PR #674, opened 2026-05-12
Add PowerLR scheduler

AkshitaB:
## Summary

Adds `PowerLR`, a power-law learning rate scheduler. The original implementation is by @TianhuaTao; this PR carries over just the scheduler portion onto `main`, preserves the original commit's authorship/date, and fixes two small bugs from the source commit.

### `PowerLR` (registered as `"power_lr"`)

Three-phase schedule:

1. **Linear warmup** to `initial_lr` over `warmup` steps/tokens (or `warmup_fraction * t_max`).
2. **Power decay**: `lr = initial_lr * (current / warmup) ** b`, where `b` is negative (default `-0.51`). Key property: the LR in this phase depends only on `current / warmup`, **not** on `t_max` — so the schedule is horizon-independent. Useful when the eventual training horizon isn't known at config time, or when you want LR curves to be comparable across runs of different lengths.
3. **Optional linear decay tail** over the last `decay` steps/tokens (or `decay_fraction * t_max`, default `0.1`) that linearly anneals from the power-phase value at the start of the tail down to `decay_min_lr`.

Config fields follow the standard pattern used by the other schedulers in this file: `warmup` / `warmup_fraction` / `warmup_steps` (deprecated alias) for warmup, `decay` / `decay_fraction` / `decay_steps` (deprecated alias) for the tail, plus `warmup_min_lr`, `decay_min_lr`, and `b`. Validation enforces `b < 0` and the usual mutual-exclusivity of `warmup` vs. `warmup_fraction` (and `decay` vs. `decay_fraction`).

## Tests

`src/test/optim/scheduler_test.py` gains:

- `test_power_lr` — exercises all three phases (linear warmup, power-law decay, linear decay tail) and the tail endpoint.
- `test_power_lr_errors` — covers `b >= 0` rejection, missing warmup, out-of-range `warmup_fraction`, and the `decay` + `decay_fraction` mutual-exclusivity error.

34 tests pass; `make checks` clean (isort, black, ruff, mypy across all 381 source files).

## Test plan

- [x] `pytest src/test/optim/scheduler_test.py` — 34 passed
- [x] `make checks` (isort + black + ruff + mypy) — clean


TianhuaTao (approved):
Looks good.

---

• _Problem_:
Search the listing above for "checks" and copy every line that holds it.

• _Task solution_:
34 tests pass; `make checks` clean (isort, black, ruff, mypy across all 381 source files).
- [x] `make checks` (isort + black + ruff + mypy) — clean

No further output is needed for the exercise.